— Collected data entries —
==============================
PR #1191, opened 2022-07-15
Fix PGPSessionKey.toString()

vanitasvitae:
Calling .toString() on the raw array `sessionKey` produces output which is not helpful.

I'm pretty sure in my original implementation I had `toString()` call `Hex.toHexString()` in place. Was this changed for a reason?

### DIFF
--- a/pg/src/main/java/org/bouncycastle/openpgp/PGPSessionKey.java
+++ b/pg/src/main/java/org/bouncycastle/openpgp/PGPSessionKey.java
@@ -30,7 +30,7 @@ public class PGPSessionKey
 
     public String toString()
     {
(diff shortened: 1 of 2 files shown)


dghgit:
Yes, it was in the original patch. The problem with toString() in this context is that it's very easy for something to call it by accident so in general we avoid feeding out either private key data or secret key data via it. "sessionKey" by itself does provide enough information to tell that a particular session key is used, which allows for a level of debugging and tracing, it just doesn't tell you what the session key value is, which can allow for a lot more than just debugging...

vanitasvitae:
Ah I see, that makes sense.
==============================
— Task objective —
Scan the entries for lines holding the string "openpgp", then copy every one of them.

— Solution below —
--- a/pg/src/main/java/org/bouncycastle/openpgp/PGPSessionKey.java
+++ b/pg/src/main/java/org/bouncycastle/openpgp/PGPSessionKey.java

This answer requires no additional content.